What does the coronavirus test really look for? What does a positive test mean?

Dr. Frank McGeorge answers viewer question about coronavirus

What does the coronavirus test really look for? What does a positive test mean?
What does the coronavirus test really look for? What does a positive test mean?

DETROIT – There’s a lot of information and misinformation out there about the coronavirus, so Local 4 is letting viewers submit questions so we can find verified answers.

Click here if you want to submit a question about the coronavirus.

Dr. Frank McGeorge wants to verify or refute any information about the coronavirus, but there are also some questions experts still don’t know the answer to. McGeorge is discussing them because acknowledging what we don’t know is just as important as verifying information so people don’t rely on incorrect answers.

Cornavirus testing

Doctors testing for coronavirus put a swab in the patient’s nose to get a sample of the cells and mucus in the area way back inside. They also routinely get a throat swab.

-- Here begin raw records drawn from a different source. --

PR #867, opened 2015-02-08
separate SD specific config from upstream OSSEC deb

dolanjs:
Separate the SecureDrop specific configs files from the upstream OSSEC deb packages.

There are 3 config files specific for SecureDrop instances:

```
/var/ossec/etc/ossec.conf
/var/ossec/rules/local_rules.xml
/var/ossec/etc/local_decoders.xml
 ```

The `securedrop-ossec-*` packages contain just the specific config files for that server and list the ossec-agent or ossec-server upstream package as a dependency. In the respective DEBIAN/control file it has the respective  `Replaces: ossec-server` so that it can replace a file placed by another package.

These 3 files can be separated from the upstream OSSEC packages to make versioning and tracking easier. This changes the OSSEC packages to the following:

`securedrop-ossec-server version`: upstream+SD (2.8.1+0.3)
`securedrop-ossec-agent version`: upstream+SD (2.8.1+0.3)

`ossec-agent version`: upstream only (2.8.1)
`ossec-server version`: upstream only (2.8.1)

The `ossec-server` and `ossec-agent` package build processes were moved [ here ](https://github.com/freedomofpress/ossec) since they do not contain any securedrop specific configs. 

[1] ossec.conf, local_decoders.xml and local_rules.xml

### CODE REVIEW

File: install_files/ansible-base/group_vars/securedrop.yml [hunk 1]
```diff
@@ -58,19 +58,4 @@ grub_pax:
...
 grsec_package: securedrop-grsec
 
-### Used by the build-ossec-deb-pkg roles ###
-build_ossec_deb_pkg_dependencies:
-  - inotify-tools
-  - libssl-dev
-  - make
-  - tar
-  - unzip
-ossec_group: "ossec"
```
dolanjs: ossec_group var is still required need to add it back. It is used to set file permissions for the ossec gpg keyring used by procmail to encrypt the alerts.

build/build_generic_package.sh
```diff
@@ -1,12 +1,17 @@
 #!/bin/bash
-## Usage: ./build_grsec_metapackage.sh
+## Usage:
+##  ./build_package.sh securedrop-grsec
```
garrettr: Note: the build process for `securedrop-grsec` was actually moved into the new `freedomofpress/grsec` git repo.

install_files/ossec-server/usr/share/doc/ossec-server/changelog.Debian
```diff
@@ -0,0 +1,5 @@
+ossec-server (0.2.1-1) unstable; urgency=low
```
garrettr: Is this the right version number?

build/build_generic_package.sh
dolanjs: we can delete that example

install_files/ossec-server/usr/share/doc/ossec-server/changelog.Debian
dolanjs: the whole `install_files/ossec-server` directory can be deleted. since it moved to a separate repo now

PR #868, opened 2015-02-09
Get rid of useless gpg logging

garrettr:
Fixes:

* Logging noise due to `--no-use-agent` being deprecated in gpg2
* Apparmor conflicts with the creation of `/var/www/.gnupg`, which was due to the initial (but actually unnecessary) gpg version check. See [this PR comment](https://github.com/freedomofpress/securedrop/pull/863#discussion-diff-24270287) for context.

### DIFF
--- a/securedrop/crypto_util.py
+++ b/securedrop/crypto_util.py
@@ -40,18 +40,7 @@ def do_runtime_tests():
 
 do_runtime_tests()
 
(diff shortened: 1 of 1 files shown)


dolanjs:
This will make looking at the logs soo much easier.

lgtm

PR #885, opened 2015-02-18
some minor cleanups

ThomasWaldmann:
most of them found either by pycharm codechecker or the w3c html5 validator (and I double-checked manually).

### DIFF
--- a/securedrop/source_templates/lookup.html
+++ b/securedrop/source_templates/lookup.html
@@ -64,5 +64,4 @@
   <i class="fa fa-lock pull-left"></i> Remember, your codename is: <strong>{{ codename }}</strong>
 </div>
 
-</div>
 {% endblock %}
--- a/securedrop/source_templates/lookup.html
+++ b/securedrop/source_templates/lookup.html
@@ -1,7 +1,7 @@
 {% extends "base.html" %}
 {% block body %}
 
-<div style="text-align: center;">
+<div class="center">
   {% include 'flashed.html' %}
 
   {% if flagged and not haskey %}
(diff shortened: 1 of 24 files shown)


ThomasWaldmann:
this should be rather easy to review. anyone?

garrettr:
@ThomasWaldmann Sorry for the delay! Reviewing now.

garrettr:
Just out of curiosity, did you find these issues manual or did you use some spell-check tools etc.? It might be a good idea to integrate whatever you used as a Git hook so we can avoid checking in similar mistakes in the future :)

securedrop/source_templates/lookup.html
```diff
@@ -1,7 +1,7 @@
 {% extends "base.html" %}
 {% block body %}
 
-<center>
+<div style="text-align: center;">
```
garrettr: SecureDrop is served with `Content-Security-Policy: default-src 'self'`, which blocks inline styles (see the Apache conf for the source interface in `install_files/ansible-base/roles/app/templates/sites-available/source.conf`). It would be better to specify this with a class or id, and define the style rules in `/static/css/styles.css`. There is already a general-purpose `.center` class that will do exactly what you want.

garrettr:
Once the inline style issue is fixed, this is ready to merge. Thanks @ThomasWaldmann!

ThomasWaldmann:
@garrettr i used pycharm's "code check" which includes a spell checker.

fixing the style issue right now...

garrettr:
Since these are all minor (with a corresponding minimal to no risk of breakage) but nice changes to have, I am going to merge this into both release-0.3.1 and the develop branch.

ThomasWaldmann:
great :)

Issue #886, opened 2015-02-18
Automatically enforce PEP8 for Python code


ThomasWaldmann:
there are some pep8 issues in the code - would you like to have them cleaned up?

If so, I'ld also suggest to use pytest-pep8, so no new issues will be introduced in future.

ThomasWaldmann:
see PR #890

garrettr:
The pep8 issues in the current code were fixed in #890. I'm changing the title of this issue to make it about auto-enforcing pep8 in the future.

ajvb:
PEP8 issue currently exist. Is this something we want to get rid of? I personally think the 80 character line limit is lame, but if it is the desire of the project, I'm all about it.

I have had great success with https://pypi.python.org/pypi/autopep8 in the past, I could help create a pre-commit git hook we stick in the repo and we could use Code Climate or similar for style enforcement on PR's?

ajvb:
Also, I'd be happy to run it throughout the application and test code and create a PR.

redshiftzero:
Yep! automatic PEP8 checking via autopep8 would be great. If you want to take that on it would be really helpful :+1:. We still need to define what else constitutes good style for this project (relevant: #47), once we do that we can add additional automated style checks.

ajvb:
Would be my pleasure. I'm conferencing this week and most of next so probably will be a little bit till I can complete it. On a side note, how do you guys feel about adding something like http://codeclimate.com/ with the github integration so every users PR's must follow pep8? There are other options, but I've had good success with CodeClimate and it is free for OSS.

fowlslegs:
I was looking into it last week actually. PEP8 checking would be useful, and Radon just looks like fun to play with. I would be open to trying it, considering it is free for open-source projects.

ajvb:
@fowlslegs Ok awesome :D

Fixed current PEP8 related issues in #1471 and added pep8 pre-commit hook

ThomasWaldmann:
BTW, in my projects, I have pep8 checking active (via pytest-pep8), but I don't enforce the 80chars limit, but set a limit of e.g. 120 chars.

80 has more bad effects imho than it does good - and we don't have vt80 terminals any more.

fowlslegs:
As an alternative to code climate, we could just run `pep8` in Travis. Does CodeClimate provide any benefit that would help contributor's identify and fix PEP8 errors faster?

ThomasWaldmann:
[...]

PR #890, opened 2015-02-24
Pep8, see issue #886

ThomasWaldmann:
not sure where pytest-pep8 should be added as a development requirement, I just installed it manually.

install:
pip install pytest-pep8

run:
py.test --pep8

### DIFF
--- a/securedrop/journalist.py
+++ b/securedrop/journalist.py
@@ -321,7 +321,7 @@ def index():
         else:
             unstarred.append(source)
         source.num_unread = len(
-            Submission.query.filter(Submission.source_id == source.id, Submission.downloaded == False).all())
+            Submission.query.filter(Submission.source_id == source.id, Submission.downloaded is False).all())
 
     return render_template('index.html', unstarred=unstarred, starred=starred)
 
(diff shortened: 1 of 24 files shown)


securedrop/journalist.py
```diff
@@ -321,7 +321,7 @@ def index():
         else:
             unstarred.append(source)
         source.num_unread = len(
-            Submission.query.filter(Submission.source_id == source.id, Submission.downloaded == False).all())
+            Submission.query.filter(Submission.source_id == source.id, Submission.downloaded is False).all())
```
garrettr: Do we really want to use `is` instead of `==`? I understand that `is` will work, but that seems to be a special case that only works for booleans, small integers, etc. in CPython. Isn't `is` better used for comparing object identity, instead of value?

ThomasWaldmann: If one wants to specifically check for False, one wants "x is False". There exists only 1 False object.

If one wants to check for any falsish value (False, 0, [], ...), then "not x" is the right way.

x == False (or x == True) is considered bad style usually and even some pep8 checkers complain about it.

setup.cfg
```diff
@@ -0,0 +1,7 @@
+[pytest]
```
garrettr: :+1: It would be ideal to integrate linting with pep8 into our CI pipeline. We might also consider adding a git hook.

securedrop/journalist.py
garrettr: Ok, that makes sense to me. Thanks for clarifying.

garrettr:
Merging this into release-0.3.1 and develop.

PR #4596, opened 2019-07-07
Updated logs playbook to clean up unencrypted tarballs

### LINKED ISSUE #4593: securedrop-admin logs command should clean up logs from admin workstation and server after task completion
## Description

When running `./securedrop-admin logs`, the unencrypted log tarball is stored in the user's home directory, root owned with a+r permissions. Both encrypted and non-encrypted log tarballs are also stored in install_files/ansible-base.

The `./securedrop-admin logs` command should clean up the unencrypted tarballs from both the admin workstation as well as both app and mon servers' home directories.

## User Stories

As an administrator, I do not want old logs to use up space nor to be available in the clear to a non-privileged user

zenmonkeykstop:
## Status

Ready for review

## Description of Changes

Fixes #4593 

Updates `securedrop-logs.yml` to delete unencrypted tarballs from the servers and Admin Workstation.

## Testing
On a VM or HW production instance, via the Admin Workstation:
- [ ] verify that `./securedrop-admin logs` completes without error
- [ ] verify that the unencrypted tarballs do not exist in `~/Persistent/securedrop/install_files/ansible-base`
- [ ] verify that the unencrypted tarballs do not exist in the server admin home directory for either the Application or Monitor Server.
- [ ] if you have access to the necessary key, verify that the encrypted tarballs can be decrypted.

## Deployment
Deployed when workstation USBs are updated.

### DIFF
--- a/admin/securedrop_admin/__init__.py
+++ b/admin/securedrop_admin/__init__.py
@@ -41,6 +41,8 @@ from pkg_resources import parse_version
 sdlog = logging.getLogger(__name__)
 RELEASE_KEY = '22245C81E3BAEB4138B36061310F561200F4AD77'
 DEFAULT_KEYSERVER = 'hkps://keys.openpgp.org'
+SUPPORT_ONION_URL = 'http://support6kv2242qx.onion'
+SUPPORT_URL = 'https://support.freedom.press'
 EXIT_SUCCESS = 0
 EXIT_SUBPROCESS_ERROR = 1
 EXIT_INTERRUPT = 2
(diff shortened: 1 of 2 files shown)


zenmonkeykstop:
@kushaldas I didn't change the encryption key - it should be the one with fingerprint `734F6E707434ECA6C007E1AE82BD6C9616DABB79`

kushaldas:
> @kushaldas I didn't change the encryption key - it should be the one with fingerprint `734F6E707434ECA6C007E1AE82BD6C9616DABB79`

I think we found a bug, @conorsch according to my system that is not the `support` key, but, the other key we use. Can you please confirm?

PR #4597, opened 2019-07-08
Remove units from the image tag

### LINKED ISSUE #4549: Incorrect (but compatible) width/height attributes in image markup

nightwarrior-xxx:
## Status

Ready for review

## Description of Changes

Fixes #4549 

Removed units from the image tag

### DIFF
--- a/securedrop/journalist_templates/base.html
+++ b/securedrop/journalist_templates/base.html
@@ -33,7 +33,7 @@
       <div class="container">
         {% block header %}
         <div id="header">
-          <a href="{{ url_for('main.index') }}"><img src="{{ url_for('main.select_logo') }}" class="logo small" alt="SecureDrop" width="250px"></a>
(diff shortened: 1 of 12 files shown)


nightwarrior-xxx:
@eloquence Please take a look :)

eloquence:
@nightwarrior-xxx Looks good to me, leaving for a maintainer to merge. :)

PR #4607, opened 2019-07-09
Fix i18n_tool's list-translators function

rmol:
## Status

Ready for review

## Description of Changes

I needed to update it for my change to the commit format at 0.13.0, and the commit range examined for recent contributions needed to be improved to look until the last sync from Weblate.

## Testing

- Check out this branch.
- Run `make list-translators`. The output should only contain the contributors since the last Weblate sync (0aa921908). You can compare the list for a given language with a command like:
```
git log --format="%aN" 0aa921908..i18n/i18n securedrop/translations/ca/LC_MESSAGES/messages.po | sort | uniq
```
(Substitute the language you want to check for `ca` in the path.)

- Run `make list-all-translators`. Each language's contributor list should match the output of this:
```
git log --format="%aN:%s" i18n/i18n securedrop/translations/nl/LC_MESSAGES/messages.po | grep "Translated using Weblate" | sort | uniq | awk -F: '{print $1}'
```
Again, replace `ca` with the code you're trying to check.

## Deployment

The `list-translators` function should not affect deployment, but it's possible, so all tests should pass.

### DIFF
--- a/securedrop/i18n_tool.py
+++ b/securedrop/i18n_tool.py
@@ -284,20 +284,20 @@ class I18NTool(object):
             if updated:
                 self.upstream_commit(args, code)
 
-    def translators(self, args, path, range):
+    def translators(self, args, path, commit_range):
         """
         Return the set of people who've modified a file in Weblate.
 
         Extracts all the authors of translation changes to the given
-        path in the given range. Translation changes are identified by
-        the presence of "Translated using Weblate" in the commit
-        message.
+        path in the given commit range. Translation changes are
+        identified by the presence of "Translated using Weblate" in
+        the commit message.
         """
         translation_re = re.compile('Translated using Weblate')
 
         path_changes = git(
             '--no-pager', '-C', args.root,
-            'log', '--format=%aN\x1e%s', range, '--', path,
+            'log', '--format=%aN\x1e%s', commit_range, '--', path,
             _encoding='utf-8'
         )
         path_changes = u"{}".format(path_changes)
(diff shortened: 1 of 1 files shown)


kushaldas:
Tests timedout, rerunning.

kushaldas:
I can see the `replies` id as the test is expecting, digging more. 

i_can_see_replies_id

kushaldas:
If I put a `time.sleep(5)` before that assertion, it goes to next and fails again.

```

/home/kdas/code/securedrop/securedrop/tests/functional/test_source.py:20: 
_ _ _ _ _ _ _ _ _ _ _ _ _ _ _ _ _ _ _ _ _ _ _ _ _ _ _ _ _ _ _ _ _ _ _ _ _ _ _ _ _ _ _ _ _ _ _ _ _ _ _ _ _ _ _ _ _ _ _ _ _ _ _ _ _ _ _ _ _ _ _ _ _ 

self = <tests.functional.test_source.TestSourceInterface object at 0x7fc8f6c48550>

    def _source_sees_no_codename(self):
        codename = self.driver.find_elements_by_css_selector(".code-reminder")
        time.sleep(60)
>       assert len(codename) == 0
E       AssertionError

```

kushaldas:
If I check manually then I don't see any codename, as shown in the screenshot below.

no_codename

But, the VNC for the test shows that there is a codename in the same page.

why_codename

zenmonkeykstop:
Output of provided git command doesn't match output of make:

- for `make list-translators`, Thalia Rahme is listed under `ar` but using git commands is listed under `ca`
- for `make list-all-translators` there are several other listings that are swapped or just appear in either make or git output.

rmol:
Thanks @zenmonkeykstop.  I think the `list-all-translators` discrepancies might be due to i18n_tool.py looking at the `.po` files for both the app and the desktop icons -- I only provided an example git command for checking the app `.po` file. So for example, one person contributed to the Spanish desktop icon translation (`install_files/ansible-base/roles/tails-config/templates/es_ES.po`), so shows up in `list-all-translators`, but wouldn't appear in the history of `securedrop/translations/es_ES/LC_MESSAGES/messages.po`.

I cannot explain how you saw Thalia Rahme under Catalan, though. I can't see a contribution from her to anything but Arabic in the git history. Could you leave the git command you used here?

zenmonkeykstop:
That checks out as an explanation - I was using the given git commands, concatenating results for all languages. Not able to reproduce the Arabic/Catalan discrepancy now, going to put it down to an issue with the concatenation. Good to go.

PR #4608, opened 2019-07-09
Add pytest flaky plugin

### LINKED ISSUE #4604: Add flaky decorator to all page layout tests
## Description

As discovered trying to rely on our `translation-test` CI job for merge of translations, we ran into frequent flakes in the page layout tests. We should add the [@flaky decorator](https://github.com/box/flaky) such that failures are automatically re-run.

We previously did this to reduce failures in the `securedrop-admin` tests in https://github.com/freedomofpress/securedrop/pull/4004 and https://github.com/freedomofpress/securedrop/pull/4466 so a similar approach should work nicely.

In many circumstances, other samples will be collected and sent to a lab.

Viewers from Dearborn to Troy have asked if the standard coronavirus test can tell if you have been infected but recovered.

The answer is no. The swabs are subjected to an advanced process called PCR, or polymerase chain reaction, test. It uses well-established technology to look for genetic material -- the RNA -- that’s specific to the new virus, SARS-COV-2, the cause of COVID-19.

If it is present, that means there is an active virus. Detection of the viral genetic material is dependent on collecting a good sample, which is why doctors swab thoroughly.

If the test is negative but the person actually has COVID-19, it’s called a false negative. There are several possible explanations for a false negative:

  • The sample might not have been adequate.
  • The test might have been faulty, which can happen a small percentage of the time.
  • The person might be too early in their course and aren’t shedding enough viral particles to be detected.
  • The person might have recovered and are no longer shedding particles.

These reasons are why in high-risk cases, the tests might be repeated.

The test doesn’t determine if you have previously been infected. Researchers have a blood test that determines if a person has developed antibodies to the virus. If positive, that would indicate exposure and recovery. This antibody test is not yet available for clinical use in the United States.

Once someone has been diagnosed with COVID-19, public health officials repeat the testing after recovery to ensure that sequential tests are negative and the individual is recovered.